What needs to be done. Please copy each line of the records below that includes the word "Gemini".

Material supplied.
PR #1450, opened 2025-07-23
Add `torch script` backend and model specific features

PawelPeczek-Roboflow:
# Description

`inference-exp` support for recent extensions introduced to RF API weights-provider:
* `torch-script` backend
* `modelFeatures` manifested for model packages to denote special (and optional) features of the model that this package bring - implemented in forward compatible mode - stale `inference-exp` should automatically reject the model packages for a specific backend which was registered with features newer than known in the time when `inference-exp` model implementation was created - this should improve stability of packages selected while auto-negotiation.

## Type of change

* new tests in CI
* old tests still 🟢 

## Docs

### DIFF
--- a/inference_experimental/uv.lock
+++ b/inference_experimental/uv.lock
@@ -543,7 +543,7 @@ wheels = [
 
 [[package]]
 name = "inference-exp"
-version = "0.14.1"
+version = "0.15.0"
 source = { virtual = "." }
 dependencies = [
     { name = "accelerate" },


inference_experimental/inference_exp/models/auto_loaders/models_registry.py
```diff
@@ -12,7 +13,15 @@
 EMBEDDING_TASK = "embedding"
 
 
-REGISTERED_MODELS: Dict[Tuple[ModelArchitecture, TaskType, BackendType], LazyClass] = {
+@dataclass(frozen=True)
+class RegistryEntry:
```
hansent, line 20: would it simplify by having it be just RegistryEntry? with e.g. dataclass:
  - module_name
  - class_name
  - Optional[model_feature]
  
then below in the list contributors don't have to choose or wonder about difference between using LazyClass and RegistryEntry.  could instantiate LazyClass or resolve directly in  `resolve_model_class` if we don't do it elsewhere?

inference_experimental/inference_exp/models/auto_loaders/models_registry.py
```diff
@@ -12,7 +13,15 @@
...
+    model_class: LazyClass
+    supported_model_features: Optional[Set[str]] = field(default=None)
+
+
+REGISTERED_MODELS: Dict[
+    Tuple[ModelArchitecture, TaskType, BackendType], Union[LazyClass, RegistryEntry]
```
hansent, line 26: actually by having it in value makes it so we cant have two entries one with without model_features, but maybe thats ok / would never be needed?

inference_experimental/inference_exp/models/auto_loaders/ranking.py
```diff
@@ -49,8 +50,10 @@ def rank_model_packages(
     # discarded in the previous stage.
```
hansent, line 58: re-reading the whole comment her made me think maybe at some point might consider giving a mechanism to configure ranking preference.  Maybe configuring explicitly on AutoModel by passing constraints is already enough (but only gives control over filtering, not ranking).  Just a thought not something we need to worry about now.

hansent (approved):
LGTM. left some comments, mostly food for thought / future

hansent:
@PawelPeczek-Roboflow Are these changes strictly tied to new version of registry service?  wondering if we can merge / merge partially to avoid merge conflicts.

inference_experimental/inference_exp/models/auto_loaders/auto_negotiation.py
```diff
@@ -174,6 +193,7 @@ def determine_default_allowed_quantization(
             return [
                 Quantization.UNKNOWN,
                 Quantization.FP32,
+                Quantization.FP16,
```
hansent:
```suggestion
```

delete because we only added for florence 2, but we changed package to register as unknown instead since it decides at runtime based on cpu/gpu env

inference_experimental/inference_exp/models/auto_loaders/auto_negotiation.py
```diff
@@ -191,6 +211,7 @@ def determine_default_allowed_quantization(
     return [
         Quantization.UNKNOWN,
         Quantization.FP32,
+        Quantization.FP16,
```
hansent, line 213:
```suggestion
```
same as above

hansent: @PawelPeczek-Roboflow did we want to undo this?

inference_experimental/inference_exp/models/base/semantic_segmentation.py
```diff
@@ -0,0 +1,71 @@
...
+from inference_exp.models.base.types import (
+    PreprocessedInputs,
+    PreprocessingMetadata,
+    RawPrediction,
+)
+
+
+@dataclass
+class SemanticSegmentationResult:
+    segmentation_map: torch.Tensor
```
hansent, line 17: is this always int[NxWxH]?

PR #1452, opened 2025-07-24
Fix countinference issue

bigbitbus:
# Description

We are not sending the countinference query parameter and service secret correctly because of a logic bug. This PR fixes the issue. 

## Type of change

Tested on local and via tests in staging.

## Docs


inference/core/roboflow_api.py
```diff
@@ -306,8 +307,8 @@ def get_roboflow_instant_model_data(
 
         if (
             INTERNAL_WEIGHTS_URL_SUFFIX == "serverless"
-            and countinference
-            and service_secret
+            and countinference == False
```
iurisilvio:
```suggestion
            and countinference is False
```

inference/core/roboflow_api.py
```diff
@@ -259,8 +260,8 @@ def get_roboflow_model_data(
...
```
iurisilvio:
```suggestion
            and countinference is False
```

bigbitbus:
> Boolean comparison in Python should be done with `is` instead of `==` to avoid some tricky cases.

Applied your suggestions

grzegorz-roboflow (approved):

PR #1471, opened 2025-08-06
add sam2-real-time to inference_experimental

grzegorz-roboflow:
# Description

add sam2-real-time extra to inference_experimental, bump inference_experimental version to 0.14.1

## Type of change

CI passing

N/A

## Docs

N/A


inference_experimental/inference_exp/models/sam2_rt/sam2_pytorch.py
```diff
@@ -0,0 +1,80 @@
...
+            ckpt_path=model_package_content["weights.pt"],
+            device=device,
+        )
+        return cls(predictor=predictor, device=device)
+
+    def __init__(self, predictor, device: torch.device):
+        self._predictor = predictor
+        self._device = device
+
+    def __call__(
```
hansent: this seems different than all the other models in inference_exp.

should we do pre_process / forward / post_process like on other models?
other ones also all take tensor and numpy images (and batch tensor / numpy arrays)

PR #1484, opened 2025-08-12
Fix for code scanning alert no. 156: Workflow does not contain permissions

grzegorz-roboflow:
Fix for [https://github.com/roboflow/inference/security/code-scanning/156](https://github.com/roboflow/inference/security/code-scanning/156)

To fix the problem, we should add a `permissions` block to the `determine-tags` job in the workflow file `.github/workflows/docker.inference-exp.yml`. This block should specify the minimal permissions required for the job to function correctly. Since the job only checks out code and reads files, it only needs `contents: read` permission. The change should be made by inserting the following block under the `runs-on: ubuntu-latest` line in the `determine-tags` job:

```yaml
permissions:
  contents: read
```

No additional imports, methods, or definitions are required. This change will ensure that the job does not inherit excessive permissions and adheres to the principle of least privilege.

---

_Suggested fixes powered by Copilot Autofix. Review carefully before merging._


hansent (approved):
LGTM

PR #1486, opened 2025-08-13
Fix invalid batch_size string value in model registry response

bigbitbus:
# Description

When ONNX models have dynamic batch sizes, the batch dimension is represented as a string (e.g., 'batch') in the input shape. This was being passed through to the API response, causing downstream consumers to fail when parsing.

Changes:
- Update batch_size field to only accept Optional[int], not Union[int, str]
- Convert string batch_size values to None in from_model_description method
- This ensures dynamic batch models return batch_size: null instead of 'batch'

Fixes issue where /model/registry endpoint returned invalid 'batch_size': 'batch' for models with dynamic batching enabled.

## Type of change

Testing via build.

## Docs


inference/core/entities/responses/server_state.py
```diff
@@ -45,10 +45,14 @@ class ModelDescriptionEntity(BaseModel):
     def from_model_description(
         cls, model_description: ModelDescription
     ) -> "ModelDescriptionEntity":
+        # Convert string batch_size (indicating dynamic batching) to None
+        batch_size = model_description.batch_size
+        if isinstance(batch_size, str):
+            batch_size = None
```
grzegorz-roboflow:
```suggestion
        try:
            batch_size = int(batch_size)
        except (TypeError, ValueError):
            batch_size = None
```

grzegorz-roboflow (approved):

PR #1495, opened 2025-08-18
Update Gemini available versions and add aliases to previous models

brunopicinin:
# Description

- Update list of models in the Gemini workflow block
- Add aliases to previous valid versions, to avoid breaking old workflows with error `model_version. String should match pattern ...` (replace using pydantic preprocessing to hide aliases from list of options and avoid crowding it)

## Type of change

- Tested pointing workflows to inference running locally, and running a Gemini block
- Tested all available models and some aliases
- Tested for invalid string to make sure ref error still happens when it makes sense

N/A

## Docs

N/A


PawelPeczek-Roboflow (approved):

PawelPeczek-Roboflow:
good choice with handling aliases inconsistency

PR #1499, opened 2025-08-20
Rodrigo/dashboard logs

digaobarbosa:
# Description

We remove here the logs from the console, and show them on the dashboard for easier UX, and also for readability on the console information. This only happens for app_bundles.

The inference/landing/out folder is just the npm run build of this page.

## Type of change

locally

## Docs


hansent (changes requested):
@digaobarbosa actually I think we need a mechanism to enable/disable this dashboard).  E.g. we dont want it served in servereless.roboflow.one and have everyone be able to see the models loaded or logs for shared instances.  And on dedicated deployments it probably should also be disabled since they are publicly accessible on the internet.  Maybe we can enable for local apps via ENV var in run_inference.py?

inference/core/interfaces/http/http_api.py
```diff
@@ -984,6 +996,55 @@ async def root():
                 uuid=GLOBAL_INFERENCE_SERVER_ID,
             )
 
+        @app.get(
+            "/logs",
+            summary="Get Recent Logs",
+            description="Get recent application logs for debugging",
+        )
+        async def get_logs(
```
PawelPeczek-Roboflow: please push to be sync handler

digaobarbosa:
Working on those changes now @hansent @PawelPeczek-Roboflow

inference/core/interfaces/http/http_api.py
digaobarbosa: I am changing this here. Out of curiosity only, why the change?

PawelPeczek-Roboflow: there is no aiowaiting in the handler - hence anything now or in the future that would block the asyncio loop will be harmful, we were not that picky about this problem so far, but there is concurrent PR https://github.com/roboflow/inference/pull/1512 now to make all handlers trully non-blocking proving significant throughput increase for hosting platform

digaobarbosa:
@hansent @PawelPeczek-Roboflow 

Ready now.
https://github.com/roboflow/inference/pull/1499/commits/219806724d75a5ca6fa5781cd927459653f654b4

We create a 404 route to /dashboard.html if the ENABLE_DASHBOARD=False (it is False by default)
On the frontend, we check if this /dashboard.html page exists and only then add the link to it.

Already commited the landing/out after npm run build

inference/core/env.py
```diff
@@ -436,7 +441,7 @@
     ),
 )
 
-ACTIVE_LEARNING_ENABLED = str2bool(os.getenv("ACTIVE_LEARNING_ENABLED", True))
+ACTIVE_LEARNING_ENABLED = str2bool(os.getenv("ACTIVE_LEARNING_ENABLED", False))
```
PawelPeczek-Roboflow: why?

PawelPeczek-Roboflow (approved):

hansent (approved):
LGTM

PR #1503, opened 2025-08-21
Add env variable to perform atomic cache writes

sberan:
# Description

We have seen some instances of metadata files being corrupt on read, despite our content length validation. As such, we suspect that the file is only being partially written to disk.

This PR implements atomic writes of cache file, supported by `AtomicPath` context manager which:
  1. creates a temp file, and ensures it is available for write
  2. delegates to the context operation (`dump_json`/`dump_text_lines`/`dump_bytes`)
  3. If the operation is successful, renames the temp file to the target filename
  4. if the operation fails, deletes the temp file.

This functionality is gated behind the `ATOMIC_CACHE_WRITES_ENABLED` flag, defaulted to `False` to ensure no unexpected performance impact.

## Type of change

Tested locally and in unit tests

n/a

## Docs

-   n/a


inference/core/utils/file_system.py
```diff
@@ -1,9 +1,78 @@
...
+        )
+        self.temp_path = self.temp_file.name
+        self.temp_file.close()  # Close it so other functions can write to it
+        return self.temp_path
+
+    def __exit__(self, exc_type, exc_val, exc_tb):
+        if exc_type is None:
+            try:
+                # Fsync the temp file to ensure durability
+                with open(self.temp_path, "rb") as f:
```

Answer to the exercise.
Update Gemini available versions and add aliases to previous models
- Update list of models in the Gemini workflow block
- Tested pointing workflows to inference running locally, and running a Gemini block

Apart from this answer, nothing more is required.